A Very Ryckert Christmas 2015

Man, past that two hour mark really went deep, insane places. Props to Dan for doing a good job of keeping his cool, because as someone who has a giant passion for wrestling and who has a Dad fairly similar to Paul, I would be losing my shit on Paul.

Like, I kind of understood what Paul was trying to get at when he was talking about Springsteen and all that, because if I do understand what he was trying to say, then yes, you shouldn't just pretend to like something you really don't like just to impress others or whatever, but the whole thing where he assumes anyone who tries to like something they don't normally like is a bandwagon fan was fucking infuriating.

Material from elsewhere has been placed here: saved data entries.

PR #1530, opened 2020-11-24
[cache][ci] use cached m2 repository

v1v:
## What does this PR do?

The build stage is the one preparing the build artifacts that are later on used in the following stages, so, in order to honour the .m2 cache, the build stage does the following:

- If the `.m2` cached folder in the CI worker exists then copy the content to the `$WORKSPACE/.m2`.  <--- **This is the hack**
- maven build
- the whole workspace is archived to be consumed later on in the UTs, Javadoc, Smoke Tests and so on stages.

~~Speed up the stash/unstash with our v2 that uses Google Storage. Ideally from 2 minutes to just a ?? seconds:~~

## Tests
- [x] UTs
- [x] ITs
- [x] Smoke tests
- [x] Benchmarks
- [x] Javadoc

## Screenshots

- Prepare the .m2 during the build stage

image

## Iterations

- Use absolute path where the .m2 repository is hosted in the CI workers.

It did not work since the built cached artifacts were hosted in another CI workers.
 
- Stash/Unstash

Reverted 156a41efc04f0ad1636ceb9bbf28e58dbc54d3e3 since there was no much improvement, so let's keep it simple

|currently|proposal|
|---------|--------|
|image|image|
|image|image|

### DIFF
--- a/Jenkinsfile
+++ b/Jenkinsfile
@@ -8,7 +8,7 @@ pipeline {
     REPO = 'apm-agent-java'
     BASE_DIR = "src/github.com/elastic/${env.REPO}"
     NOTIFY_TO = credentials('notify-to')
-    JOB_GCS_BUCKET = credentials('gcs-bucket')
+    JOB_GCS_BUCKET = 'apm-ci-temp'
     DOCKERHUB_SECRET = 'secret/apm-team/ci/elastic-observability-dockerhub'
     ELASTIC_DOCKER_SECRET = 'secret/apm-team/ci/docker-registry/prod'
     CODECOV_SECRET = 'secret/apm-team/ci/apm-agent-java-codecov'
@@ -16,6 +16,7 @@ pipeline {
     ITS_PIPELINE = 'apm-integration-tests-selector-mbp/master'
     MAVEN_CONFIG = '-Dmaven.repo.local=.m2'
     OPBEANS_REPO = 'opbeans-java'
+    JOB_GCS_CREDENTIALS = 'apm-ci-gcs-plugin'
   }
   options {
     timeout(time: 1, unit: 'HOURS')
@@ -87,7 +88,7 @@ pipeline {
                 sh label: 'mvn install', script: "./mvnw clean install -DskipTests=true -Dmaven.javadoc.skip=true"
                 sh label: 'mvn license', script: "./mvnw license:aggregate-third-party-report -Dlicense.excludedGroups=^co\\.elastic\\."
               }
-              stash allowEmpty: true, name: 'build', useDefaultExcludes: false
+              stashV2(name: 'build', bucket: "${JOB_GCS_BUCKET}", credentialsId: "${JOB_GCS_CREDENTIALS}")
               archiveArtifacts allowEmptyArchive: true,
                 artifacts: "${BASE_DIR}/elastic-apm-agent/target/elastic-apm-agent-*.jar,${BASE_DIR}/apm-agent-attach/target/apm-agent-attach-*.jar,\
                       ${BASE_DIR}/target/site/aggregate-third-party-report.html",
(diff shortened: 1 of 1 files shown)


Jenkinsfile
```diff
@@ -79,6 +79,10 @@ pipeline {
             withGithubNotify(context: 'Build', tab: 'artifacts') {
               deleteDir()
               unstash 'source'
+              // prepare m2 repository with the existing dependencies
+              whenTrue(fileExists('/var/lib/jenkins/.m2/repository')) {
```
felixbarny, line 83: where is that dir coming from? from the packer cache?

v1v: that's the default home directory for the linux CI Workers, in fact, they don't have a HOME env variable but that's where all the cached artifacts are stored.

kuisathaverat (approved):

cachedout (approved):

eyalkoren (approved):
Together with your description, looks awesome.
A thought: if we can rely on this as a constant location, can we set this as the local maven repository instead of copying?
Also, were you able to measure the difference in timing with and without this caching?

v1v:
> A thought: if we can rely on this as a constant location, can we set this as the local maven repository instead of copying?

I gave a try, but unfortunately the smoke-tests requires the cached artifacts for the given build, since it consumes them. For instance -> [log](https://apm-ci.elastic.co/blue/organizations/jenkins/apm-agent-java%2Fapm-agent-java-mbp%2FPR-1530/detail/PR-1530/2/pipeline#step-170-log-479) when using the local maven repository.

> Also, were you able to measure the difference in timing with and without this caching?

I ran a build similar to the master branch and it took 44 minutes (master took 45 minutes)

image

image

I don't see major improvements regarding the overall build time, though I didn't take in consideration the allocation time for the workers and whether some of the static workers were used at that time.

eyalkoren:
I see, it makes sense to separate external maven artifacts and build-process artifacts and if IIUC this is what you are doing.

> I ran a build similar to the master branch and it took 44 minutes (master took 45 minutes)

Which indication we have that caching worked? It's better to compare only the build stage between two runs, which is the stage that is primarily affected by this.

v1v:
> I see, it makes sense to separate external maven artifacts and build-process artifacts and if IIUC this is what you are doing.

Sort of, I could not find a way in maven to configure the folder with the external maven artifacts and the folder with the generated build process artifacts.

So I ended up to copy the cached .m2 folder to the workspace and set the maven m2 flag to point out there.

The issue was with the stages that consume those artifacts that they don't use the `target` folder but the `m2` folder.

> Which indication we have that caching worked? 

No reset connections as we got in the master branch. Neither any misconfiguration failures

Jenkinsfile
felixbarny: This copies a cached folder to this build. But how does the `/var/lib/jenkins/.m2/repository` folder get populated? Wouldn't it always be empty?

v1v: `/var/lib/jenkins/.m2/repository` gets populated every night when the daily images run the `packer_cache.sh`. It should not be empty, but it it was then it will not cause any issues at all

felixbarny: got it, thanks. A minor suggestion: we could add a `du -hs .m2` so that we can verify whether this directory is non-empty.

v1v: Do you mean temporarily? 

it was not empty when I tested it out:

see [copy step](https://apm-ci.elastic.co/blue/organizations/jenkins/apm-agent-java%2Fapm-agent-java-mbp%2FPR-1530/detail/PR-1530/8/pipeline/98#step-104-log-1) that took 15 seconds.

v1v: https://github.com/elastic/apm-agent-java/pull/1530/commits/21c44bac8ebe3365b5b07be4cc3382c4be3416b1 is there now

felixbarny: I guess it doesn't hurt to just stay in there

felixbarny (approved):

felixbarny:
Is there a way to do something similar to the internal deploy snapshot and release jobs?

PR #1531, opened 2020-11-24
Fix NPE when async ES client is nested within Hibernate search

### LINKED ISSUE #1528: Null Pointer Exception shaded.weaklockfree.weakconcurrentmap.put
hi guys,
sorry if will not be perfct its my first post here..... Today i started the last snapshot of the java agent: 1.19.0 because i run more than 1 webapp in my tomcat and was the only way to get it run.
i receive several WARN in my log about a NullPoint Exception:
java.lang.nullpointerexception at co.elastic.apm.agent.shaded.weaklockfree.weakconcurrentmap.put(weakconcurrentmap.java:161)

Looking around i saw it was supposed to be fixed here: https://github.com/elastic/apm-agent-java/issues/1309
my enviroment is:
JAVA 1.8.0_161-b12
TOMCAT 8.0.52
java agent: 1.19.0

best regards
Luca

eyalkoren:
Closes #1528 
When ES client is used within Hibernate search, the helper code produces a `null` span as we don't allow nested exit spans.

### DIFF
--- a/apm-agent-plugins/apm-es-restclient-plugin/apm-es-restclient-plugin-5_6/src/main/java/co/elastic/apm/agent/es/restclient/v5_6/ElasticsearchClientAsyncInstrumentation.java
+++ b/apm-agent-plugins/apm-es-restclient-plugin/apm-es-restclient-plugin-5_6/src/main/java/co/elastic/apm/agent/es/restclient/v5_6/ElasticsearchClientAsyncInstrumentation.java
@@ -79,6 +79,7 @@ public class ElasticsearchClientAsyncInstrumentation extends ElasticsearchRestCl
     public static class ElasticsearchRestClientAsyncAdvice {
         @VisibleForAdvice
         public static final GlobalThreadLocal<Span> spanTls = GlobalThreadLocal.get(ElasticsearchRestClientAsyncAdvice.class, "spanTls");
+
         @AssignTo.Argument(5)
         @Advice.OnMethodEnter(suppress = Throwable.class)
         public static ResponseListener onBeforeExecute(@Advice.Argument(0) String method,
@@ -89,8 +90,8 @@ public class ElasticsearchClientAsyncInstrumentation extends ElasticsearchRestCl
             ElasticsearchRestClientInstrumentationHelper<HttpEntity, Response, ResponseListener> helper = esClientInstrHelperManager.getForClassLoaderOfClass(Response.class);
             if (helper != null) {
                 Span span = helper.createClientSpan(method, endpoint, entity);
-                spanTls.set(span);
                 if (span != null) {
+                    spanTls.set(span);
                     return helper.<ResponseListener>wrapResponseListener(responseListener, span);
                 }
             }
--- a/apm-agent-plugins/apm-es-restclient-plugin/apm-es-restclient-plugin-5_6/src/main/java/co/elastic/apm/agent/es/restclient/v5_6/ElasticsearchClientAsyncInstrumentation.java
+++ b/apm-agent-plugins/apm-es-restclient-plugin/apm-es-restclient-plugin-5_6/src/main/java/co/elastic/apm/agent/es/restclient/v5_6/ElasticsearchClientAsyncInstrumentation.java
@@ -24,13 +24,11 @@
  */
 package co.elastic.apm.agent.es.restclient.v5_6;
 
-import co.elastic.apm.agent.bci.VisibleForAdvice;
 import co.elastic.apm.agent.es.restclient.ElasticsearchRestClientInstrumentation;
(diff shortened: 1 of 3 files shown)


apm-agent-plugins/apm-es-restclient-plugin/apm-es-restclient-plugin-5_6/src/main/java/co/elastic/apm/agent/es/restclient/v5_6/ElasticsearchClientAsyncInstrumentation.java
```diff
@@ -79,6 +79,7 @@ public ElasticsearchClientAsyncInstrumentation(ElasticApmTracer tracer) {
     public static class ElasticsearchRestClientAsyncAdvice {
         @VisibleForAdvice
         public static final GlobalThreadLocal<Span> spanTls = GlobalThreadLocal.get(ElasticsearchRestClientAsyncAdvice.class, "spanTls");
+
         @AssignTo.Argument(5)
         @Advice.OnMethodEnter(suppress = Throwable.class)
         public static ResponseListener onBeforeExecute(@Advice.Argument(0) String method,
```
felixbarny, line 85: [minor] The best practice would be to return an `Object[]` instead of using `GlobalThreadLocal`

felixbarny (approved):

apm-agent-plugins/apm-es-restclient-plugin/apm-es-restclient-plugin-5_6/src/main/java/co/elastic/apm/agent/es/restclient/v5_6/ElasticsearchClientAsyncInstrumentation.java
eyalkoren: How would that look like? We would use `Object[]` as the `@Advice.Enter` type in the exit advice?
Let's not do that now, it means either adding allocation for the Object array or complication of reusing such (probably through another `GlobalThreadLocal` 🙂  )

felixbarny: > How would that look like? We would use Object[] as the @Advice.Enter type in the exit advice?

Exactly.

> adding allocation for the Object array

Adding something to a Global/DetachedThreadLocal also allocates a `WeakKey` when calling `WeakConcurrentMap#put`. The JIT should be able to easily replace the `Object[]` allocation with stack allocations once it inlines the indy-dispatched advices.

eyalkoren: > Adding something to a Global/DetachedThreadLocal also allocates a WeakKey when calling `WeakConcurrentMap#put`.

That's right, you only added key caching for lookups!

> The JIT should be able to easily replace the Object[] allocation with stack allocations once it inlines the indy-dispatched advices.

OK, as long as we don't measure through microbenchmarks without sufficient warmup 😜 

I will change that then

apm-agent-plugins/apm-es-restclient-plugin/apm-es-restclient-plugin-5_6/src/main/java/co/elastic/apm/agent/es/restclient/v5_6/ElasticsearchClientAsyncInstrumentation.java
```diff
@@ -77,32 +75,37 @@ public ElasticsearchClientAsyncInstrumentation(ElasticApmTracer tracer) {
...
             ElasticsearchRestClientInstrumentationHelper<HttpEntity, Response, ResponseListener> helper = esClientInstrHelperManager.getForClassLoaderOfClass(Response.class);
             if (helper != null) {
                 Span span = helper.createClientSpan(method, endpoint, entity);
-                spanTls.set(span);
                 if (span != null) {
-                    return helper.<ResponseListener>wrapResponseListener(responseListener, span);
+                    Object[] ret = new Object[2];
+                    ret[0] = span;
+                    ret[1] = helper.<ResponseListener>wrapResponseListener(responseListener, span);
+                    return ret;
```
felixbarny, line 94:
```suggestion
                    return new Object[]{span, helper.<ResponseListener>wrapResponseListener(responseListener, span)};
```

feel free to ignore if you like yours better

felixbarny (approved):

PR #1538, opened 2020-11-25
Fix formatting for trace_methods_duration_threshold

xco-sk:
## What does this PR do?
The list of conditions for `trace_methods_duration_threshold` is not formatted properly, resulting in an inline display of list items. This PR fixes the issue and shows the list of conditions in the correct way.

### DIFF
--- a/CHANGELOG.asciidoc
+++ b/CHANGELOG.asciidoc
@@ -16,8 +16,6 @@ endif::[]
 
 [float]
 ===== Bug fixes
-* Fix formatting for trace_methods_duration_threshold in documentation
-
 ////
 
 === Unreleased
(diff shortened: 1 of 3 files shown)


eyalkoren:
Thanks for reporting!
Note that the `configuration.asciidoc` is created automatically based on our configuration code.
So, the way to fix that would be to add a couple of newlines to [the config source code](https://github.com/elastic/apm-agent-java/blob/master/apm-agent-core/src/main/java/co/elastic/apm/agent/configuration/CoreConfiguration.java#L476-L493) and then run the `ConfigurationExporterTest`.
No need for a `CHANGELOG` entry in this case.
Let me know if you prefer that I do that.

eyalkoren:
You would need to run `ConfigurationExporterTest` as well and push the modified `configuration.asciidoc`

xco-sk:
@eyalkoren thanks for the info, fixed the description in ConfigurationExporter. I also executed the ConfigurationExporterTest, so the asciidoc file is now generated from source.

PR #1541, opened 2020-11-26
[load test] build test app with recent JDK

SylvainJuge:
We currently have 2 JDKs involved in load tests:
- one (Java11) that is used to build the agent
- one for the test application, which version is provided through a parameter that is used to build & run the test application.

When trying to run test on old Java7 versions, like 7u111, we have maven that is unable to download dependencies due to TLS/certificate issues.

Thus, in this case we need to:
- use Java 8 JDK to run maven, test application will still target and be compatible with Java 7.
- for more recent versions, we will build and run the test application with the selected JDK.

### DIFF
--- a/.ci/load/Jenkinsfile
+++ b/.ci/load/Jenkinsfile
@@ -14,6 +14,10 @@ pipeline {
         LOCUST_RUN_TIME = "${params.duration}"
         LOCUST_USERS = "${params.concurrent_requests}"
         LOCUST_IGNORE_ERRORS = "${params.ignore_application_errors}"
+        //
+        JAVA_HOME_BUILD_AGENT = "${env.HUDSON_HOME}/.java/java11" // agent should always be built with Java 11
+        JAVA_HOME_BUILD_APP = '' // set at a later state depending on JDK
+        JDK_MAJOR_VERSION = '' // set at a later state depending on JDK
     }
     options {
         timeout(time: 72, unit: 'HOURS')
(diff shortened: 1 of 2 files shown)


.ci/load/Jenkinsfile
```diff
@@ -75,6 +79,15 @@ pipeline {
                                 setEnvVar('JAVA_HOME', sh(script: ".ci/load/scripts/fetch_sdk.sh ${params.jvm_version}", returnStdout: true).trim())
                                 setEnvVar('JAVACMD', "${env.JAVA_HOME}/bin/java")
                                 setEnvVar('PATH', "${env.JAVA_HOME}/bin:$PATH")
+
+                                def jdk_major = sh(script: ".ci/load/scripts/java_major.sh ${params.jvm_version}", returnStdout: true).trim())
+                                def app_build_jdk = "${env.JAVA_HOME}"
+                                if(jdk_major == '7'){
+                                    // build application with a more recent JDK that don't have TLS issues
+                                    app_build_jdk = sh(script: ".ci/load/scripts/fetch_sdk.sh zulu-8.0.272-linux", returnStdout: true).trim()
```
cachedout, line 87: I am worried about this line because I think it has the potential to overwrite the JDK that we download here on L79.

SylvainJuge: do you think of any better way to handle this ? We could maybe have a `java7` folder alongside the `java11` that is used to build the agent.

cachedout: I wonder if we could just generate have the script generate a randomly generated directory name so we can be (fairly) sure we're avoiding collisions? So, we'd modify the shell script to return `java-7-mYRand0mStr`? Either way, so long as it's unique, I think we'll be fine.

PR #1155, opened 2020-01-10
classy-afrovenator: Add billing tab to /settings

taravancil:
## Links
* [classy-afrovenator.glitch.me](https://classy-afrovenator.glitch.me)
* [[ch6209]](https://app.clubhouse.io/glitch/story/6209/add-billing-tab-to-settings): Add billing tab to /settings

## GIF/Screenshots:
**To come. The backend is returning `500`s for the `/glitchPro` endpoints. Will update when Justin is in and can investigate.**

## Changes:
This adds a "Subscription" tab to /settings behind the `pufferfish` feature flag.

## How To Test:
*Note that this is the dogfood implementation of this feature, so review should be focused on "Does it work well enough to test internally and iterate on?" rather than polish and cleverness.*

### Testing Subscription Tab Visibility
To see the tab:

1. Log in
2. Make sure you're in [@testing-team](https://glitch.com/@testing-team)
3. Make sure the `pufferfish` flag is enabled on [classy-afrovenator.glitch.me/secret](https://classy-afrovenator.glitch.me/secret)

| Case  | Expected Outcome | 
| ------------- | ------------- |
| In Testing Team + Enabled the feature on /secret  | Subscription tab visible |
| In Testing Team + Disabled the feature on /secret  | Subscription tab NOT visible |
| NOT In Testing Team + Enabled the feature on /secret  | Subscription NOT tab visible  |
| NOT In Testing Team + Disabled the feature on /secret  | Subscription NOT tab visible |

### Testing Creating + Cancelling a Subscription
**To come. The backend is returning `500`s for the `/glitchPro` endpoints. Will update when Justin is in and can investigate.**

## Feedback I'm looking for:
- Can you create a subscription with test data?
- Can you cancel that subscription?
- Do the `useStripe` and `useSubscription` hooks feel ok to you?

PR #1156, opened 2020-01-10
verbena-moth: Add /pricing page

taravancil:
This is branched off of [classy-afrovenator](https://github.com/FogCreek/Glitch-Community/pull/1155), so maybe we should wait to review/merge this until that PR is merged.

## Links
* [verbena-moth.glitch.me/pricing](https://verbena-moth.glitch.me/pricing)
* [[ch6406]](https://app.clubhouse.io/glitch/story/6406/create-a-pricing-page)

## GIF/Screenshots:
<div>

</div>

## Changes:
This adds a /pricing page behind the `pufferfish` feature flag.

## How To Test:
*Note that this is the dogfood implementation of this feature, so review should be focused on "Does it work well enough to test internally and iterate on?" rather than polish and cleverness.*

### Testing /pricing Visibility
1. Log in
2. Make sure you're in [@testing-team](https://glitch.com/@testing-team)
3. Make sure the `pufferfish` flag is enabled on [verbena-moth.glitch.me/secret](https://verbena-moth.glitch.me/secret)

| Case  | Expected Outcome | 
| ------------- | ------------- |
| In Testing Team + Enabled the feature on /secret  | /pricing `200` |
| In Testing Team + Disabled the feature on /secret  | /pricing `404` |
| NOT In Testing Team + Enabled the feature on /secret  | /pricing `404`  |
| NOT In Testing Team + Disabled the feature on /secret  | /pricing `404` |

## Feedback I'm looking for:
- Can you create a subscription with test data?
- If you have an active subscription, does the CTA on /pricing say "Manage Your Subscription"?


src/presenters/pages/about/pricing.js
```diff
@@ -0,0 +1,98 @@
...
+  const subscriptionStatus = useSubscriptionStatus();
+  const { createSubscriptionSession } = useAPIHandlers();
+  const stripe = useStripe();
+  const { currentUser, fetched: currentUserFetched } = useCurrentUser();
+  const userHasPufferfishEnabled = useFeatureEnabled('pufferfish');
+
+  async function subscribe() {
+    try {
+      const { data } = await createSubscriptionSession({
+        successUrl: `https://glitch.com${getUserLink(currentUser)}`,
```
sarahzinger: might make sense to use APP_URL from our constants file here so this works nicely on staging and stuff

sarahzinger: Also is this subscribe func the same as the last one? Might be worth thinking through if there's a place we should put this... maybe `useUserEditor` or maybe we need something like `useCustomerEditor` ? or maybe we should punt for the sake of speeding things along. Hmm I guess I've talked myself into punting lol, but something to have in the back of our minds if it's feeling like a lot of duplicated logic in the future

modernserf: if you use `window.location.origin` it will work on remixes, too

PR #1158, opened 2020-01-13
Fix settings page flicker

sarahzinger:
## Links
* Remix link: https://sarah-staging.glitch.me/settings

## Changes:
* Don't show not found page until user has been fetched

## How To Test:
* go to /secret and enable various features like user deletion and auth stuff, see how the /settings page works when features are enabled/disabled and when you're logged in/not logged in etc.


taravancil:
Pulled these changes into verbena-moth so we can deploy them together.

PR #1161, opened 2020-01-14
Fix invite user to team/join team from email

clottman:
## Links
* no remix; pull locally to test
* https://app.clubhouse.io/glitch/story/6824/can-t-join-team-from-email-invite-404-from-v1-auth-jointeam

## Changes:
* Reverts some of the changes in [this PR](https://github.com/FogCreek/Glitch-Community/commit/b3e9b73e83481f2a8ae6dbed8ff7167d5c3061ec#diff-648ea48227c4deb64d3adb96257946ff)

## How To Test:
* Invite a user you control to a team, by login or email (try both!) 
* When you get an email with a join team link, have the running app up in a tab with requests to Glitch.com blocked
* Copy the URL from the email and paste it in the address bar of the tab with requests to glitch.com blocked.
* The fancy email link will redirect you to glitch.com/something/three-word-token. Replace the glitch.com part with localhost:3000 (or whatever your port is). 
* You should join the team

* expect it to fail if the user you invited has 2FA enabled (out of scope)


GregWeil:
It seems like if I try to accept the invite without already being signed in as the invited user the page breaks with a 'currentUser.projects is undefined' error. It should sign me in as the invited user (same as an email link would).

src/presenters/pages/join-team.js
```diff
@@ -20,7 +20,7 @@ const JoinTeamPage = ({ teamUrl, joinToken }) => {
   useEffect(() => {
     (async () => {
       try {
-        const { data } = await api.post(`v1/teams/join/${joinToken}`);
+        const { data } = await api.post(`/teams/join/${joinToken}`);
```
GregWeil: I can't highlight the exact line, but I think the issue is that `data` is treated as either `{ tfaToken }` or `{ user }` when a successful join responds with the user object directly.

GregWeil: Just tested, replacing `if (data.user) replaceCurrentUser(data.user)` with `if (data.login) replaceCurrentUser(data)` works

PR #1164, opened 2020-01-15
Buttery vacation: clean up glitch pro data management

modernserf:
## Links
* Remix link: https://buttery-vacation.glitch.me/
* Issue-tracker link: https://app.clubhouse.io/glitch/story/7125/fix-subscription-cancellation-page

## Changes:
* store state in context, so only one request is made for header, footer & pages
* share subscribe functions between pricing and settings page
* update subscription state when cancelling
* rename to `useGlitchPro`


src/components/account-settings-overlay/subscription-settings.js
```diff
@@ -3,69 +3,46 @@ import { Button, Loader } from '@fogcreek/shared-components';
...
-      const { id: sessionId } = data;
-      stripe.redirectToCheckout({ sessionId });
-    } catch (err) {
-      // TODO decide what kind of error handling we need here
-      console.log(err);
-    }
-  }
-
-  async function cancel() {
+  const cancelWithWait = async () => {
```
sarahzinger: just curious whats the `withWait` part here indicate to folks?

src/state/glitch-pro.js
```diff
@@ -0,0 +1,80 @@
...
+  const [loaded] = useScript(stripeJS);
+  useEffect(() => {
+    if (loaded) {
+      setStripe(window.Stripe('pk_test_WIJxKl0T1xT8zSb2StHu8zlo'));
+    }
+  }, [loaded]);
+  return stripe;
+}
+
+function useGlitchProState() {
```
sarahzinger: would it make sense at this point to add some tests? We don't have a lot but I don't think anything technically is stopping us from making that happen.

src/components/account-settings-overlay/subscription-settings.js
modernserf: maybe `disabledButtonAndCancel`?

sarahzinger: ah ok I see what you mean, yeah how you have is fine! just wanted to know if this is like a common pattern I should learn about or something

PR #1168, opened 2020-01-16
add filteredTag util to avoid passing custom props

whimsicallyson:
## Links
* https://wind-walnut.glitch.me
* https://app.clubhouse.io/glitch/story/6389/warnings-about-textwrap-being-passed-to-dom-elements
* https://app.clubhouse.io/glitch/story/7055/team-title-bleed-formatting-issue-in-search-results
* https://github.com/styled-components/styled-components/issues/135#issuecomment-485315176 (long thread about overarching issue in styled-components, scrolled to the solution we used)

## Changes:
* adds a `FilteredTag` utility function that you can use to remove props that styled components don't like to have passed through (namely, textWrap on a `Button` that wraps a `Link`, but there could be more uses in the future)
* Additionally, added a textWrap to `team-item` to address the button bleed in case 7055.

## How To Test:
* Click around the site with devtools open, see if you find any warnings about textWrap being passed to a DOM element as shown in the initial case

## Feedback I'm looking for:
Its very possible I missed other locations where we're getting this error, even though I tried to be thorough about visiting pages
Also, is there a better way to do this? I don't love it, but it seemed like one of the least messy/convoluted ways, and is still extensible for other uses if need be.


whimsicallyson:
let's cross that bridge if/when we get to it :)

PR #1172, opened 2020-01-17
remove X from all search boxes

whimsicallyson:
## Links
* debonair-quokka.glitch.me
* https://app.clubhouse.io/glitch/story/4137/textinput-with-type-search-from-shared-components-has-overlapping-symbols-in-chrome

## GIF/Screenshots:
Screen Shot 2020-01-17 at 2 07 11 PM

## Changes:
* Adds a global "don't show the X on search inputs"

## How To Test:
* go to a project page, add to collection, search for collection

## Feedback I'm looking for:
Is this too blunt of a hammer?


src/components/global.styl
```diff
@@ -51,6 +51,16 @@ article
 section
   margin-top: 2rem
 
+/* clears the 'X' from Internet Explorer */
+input[type=search]::-ms-clear {  display: none; width : 0; height: 0; }
```
clottman: So two things - I don't think this will work without search being in `"`, but also, I can't test it because if we are running in IE, we show a "Glitch doesn't support Internet Explorer yet" message. I'm fine with either fixing the selector, or removing the IE-specific sections altogether since we don't allow people to even try using the site with IE.

whimsicallyson: let's remove all the IE stuff, since a user shouldn't get to the point of seeing a search box anyhow.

And oh my god, I almost had to just fast forward past the wrestling discussion. I can barely make it past the wrestling discussions anyone on GB besides Dan has, because it always ends up being incredibly inaccurate, but holy fuck, listening to Paul try to defend his active dislike for wrestling drove me insane. Like, I get he thinks wrestling is stupid and he doesn't like it. That's totally fine, but his reasoning for why he hated wrestling and the fact that he talked about wrestling as if it was some fucking terrible thing that needed to be avoided at all costs was just crazy. Like, he had no good reason other than "Well, it's just stupid, I don't need another reason".

Maybe I just felt extra infuriated because I'm a big wrestling fan and like I said, I have a Dad who extremely similar in that regard where when I told him I wanted to get involved with wrestling in some way, he flipped the fuck out and told me I was wasting my potential and he'd lie to people and all this shit, but I don't think I'm crazy when I say I think Paul really seems kind of dickish. Who knows, maybe (most likely, in fact) I'm just being way too butthurt and I shouldn't let what some dude I'm probably never going to meet get to me.

That all being said, I still like Paul and he still seems like a generally nice, funny dude. It's just absolutely crazy how genuinely angry he was about wrestling for no actual reason and how he seems to be with people with differing opinions as a whole. It was nice to hear Dan recognize how unnecessarily stubborn that way of thinking is and try to change that.